Research news
World-first CRISPR gene editing therapy personalised for an individual patient
May 15 2025
Foundational research from team at Children’s Hospital of Philadelphia and Penn Medicine demonstrates power of customised gene editing therapy
In a landmark medical advance, a child – called only ‘KJ’ – with the rare genetic disorder severe carbamoyl phosphate synthetase 1 (CPS1) deficiency has been treated by a personalised use of CRISPR gene editing technology at Children’s Hospital of Philadelphia (CHOP) and Penn Medicine, in the United States. The patient was born with the rare urea cycle disorder which is characterised by build-up of extremely high blood ammonia levels when the CPS1 enzyme is not produced by the liver.

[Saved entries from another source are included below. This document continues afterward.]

PR #193, opened 2022-03-03
feat: preparation for SingleAddressWallet persistence implementation

mkazlauskas:
# Context

`SingleAddressWallet` takes a long time to load (fetching all transactions and utxo)

# Proposed Solution

In preparation to implementing wallet persistence, do the following:
- (BREAKING) Remove `address` prop from `SingleAddressWallet` constructor, using `KeyAgent.knownAddresses` for initialization
- Define storage interfaces, implement in-memory storage (intended for development and testing, but could potentially be used to initialize wallets that do not want to store their state, or when shutting down and then restoring the wallet)
- Add `Wallet.syncStatus$` {Syncing, UpToDate}, so that wallet users have some insight on whether their wallet is currently synced or outdated. Implement it by wrapping a `WalletProvider` and tracking calls/responses of each function.

### DIFF
--- a/packages/wallet/src/SingleAddressWallet.ts
+++ b/packages/wallet/src/SingleAddressWallet.ts
@@ -11,7 +11,7 @@ import {
   WalletProvider,
   coreToCsl
 } from '@cardano-sdk/core';
-import { Assets, InitializeTxResult, KeyManagement, SignDataProps } from '.';
+import { Assets, InitializeTxResult, KeyManagement, SignDataProps, SyncStatus } from '.';
 import {
   Balance,
   BehaviorObservable,
@@ -19,6 +19,7 @@ import {
   FailedTx,
   PollingConfig,
   SyncableIntervalTrackerSubject,
+  TrackedWalletProvider,
   TrackerSubject,
   TransactionFailure,
   TransactionalTracker,
@@ -33,7 +34,7 @@ import {
   distinctBlock,
   distinctEpoch
 } from './services';
-import { Cip30DataSignature, cip30signData } from './KeyManagement/cip8/cip30signData';
+import { Cip30DataSignature, cip30signData } from './KeyManagement/cip8';
 import { InitializeTxProps, InitializeTxPropsValidationResult, MinimumCoinQuantity, Wallet } from './types';
 import {
   InputSelector,
@@ -45,6 +46,7 @@ import { Logger, dummyLogger } from 'ts-log';
 import { Observable, Subject, combineLatest, firstValueFrom, lastValueFrom, map, take } from 'rxjs';
 import { RetryBackoffConfig } from 'backoff-rxjs';
 import { TxInternals, createTransactionInternals, ensureValidityInterval } from './Transaction';
+import { createProviderStatusTracker } from './services/ProviderStatusTracker';
 import { isEqual } from 'lodash-es';
 
 export interface SingleAddressWalletProps {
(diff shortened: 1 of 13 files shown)


packages/wallet/src/SingleAddressWallet.ts
```diff
@@ -112,7 +110,7 @@ export class SingleAddressWallet implements Wallet {
     this.#inputSelector = inputSelector;
     this.#walletProvider = walletProvider;
     this.#keyAgent = keyAgent;
-    this.addresses$ = new TrackerSubject<GroupedAddress[]>(this.#initializeAddress(address));
+    this.addresses$ = new TrackerSubject<GroupedAddress[]>(this.#initializeAddress(keyAgent.knownAddresses));
```
rhyslbw, line 120: Great refactor

packages/wallet/src/persistence/inMemoryStores.ts
```diff
@@ -0,0 +1,99 @@
...
+  protected readonly getDocId: GetDocId<T>;
+
+  constructor(getDocId: GetDocId<T>) {
+    this.getDocId = getDocId;
+  }
+
+  get(): Observable<T[]> {
+    return of(this.docs);
+  }
+  upsert(docs: T[]): Observable<void> {
```
rhyslbw, line 17: What about using a `Set` as the class property to reduce the complexity of the code here and in `delete`?

packages/wallet/src/services/ProviderStatusTracker.ts
```diff
@@ -0,0 +1,78 @@
...
+  const syncStatusWithoutTimeout$ = relevantStats.pipe(
+    skipWhile((allStats) => allStats.every(({ numCalls, numResponses }) => numCalls === 0 && numResponses === 0)),
+    map((allStats) =>
+      allStats.some(({ numCalls, numResponses }) => numCalls > numResponses) ? SyncStatus.Syncing : SyncStatus.UpToDate
+    ),
+    distinctUntilChanged(),
+    share()
+  );
+  const upToDate$ = syncStatusWithoutTimeout$.pipe(filter((syncStatus) => syncStatus === SyncStatus.UpToDate));
+  // const syncing$ = syncStatusWithoutTimeout$.pipe(filter((syncStatus) => syncStatus === SyncStatus.Syncing));
```
rhyslbw, line 67: Please explain the purpose of this commented out line

packages/wallet/src/persistence/inMemoryStores.ts
mkazlauskas: `Set` would make the code slightly simpler, but would constrain the user to using the same objects (`===`). Not really a concern for originally intended use case, but current implementation is more resilient.

packages/wallet/test/services/TrackedWalletProvider.test.ts
```diff
@@ -0,0 +1,123 @@
...
+  beforeEach(() => {
+    walletProvider = mockWalletProvider();
+    trackedWalletProvider = new TrackedWalletProvider(walletProvider);
+  });
+
+  test('CLEAN_FN_STATS numResponses is 0', () => {
+    expect(CLEAN_FN_STATS).toEqual({ numCalls: 0, numResponses: 0 });
+  });
+
+  describe('wraps underlying provider functions, tracks # of calls/responses and resets on stats.reset()', () => {
```
rhyslbw, line 18: This will be a useful tool for performance testing as well :heart_eyes:

packages/wallet/src/services/ProviderStatusTracker.ts
mkazlauskas: Nice catch, removed it locally after initially pushing the branch and forgot to re-push. The comment is gone now

packages/wallet/src/persistence/inMemoryStores.ts
mkazlauskas: It's added context for implementing the interface

rhyslbw (approved):
Excellent work @mkazlauskas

CPS1 is an enzyme and when normally expressed converts ammonia – a byproduct of protein metabolism – into carbamoyl phosphate. This then continues through the urea cycle culminating in excretion as urea in the urine. It is the first, and rate-limiting, step of the urea cycle, the pathway by which the body uses to remove excess nitrogen, which comes from the breakdown of protein.
After spending their first several months of life in the hospital – on a restricted, low-protein diet – the infant received their first dose of the bespoke therapy in February 2025 when they were aged between six and seven months. Following treatment, the infant has been growing well and thriving.
CRISPR – which stands for ‘Clustered Regularly Interspaced Short Palindromic Repeats’ – is the gene editing therapy that can correct disease-causing variants in the human genome by precisely replacing sections of DNA.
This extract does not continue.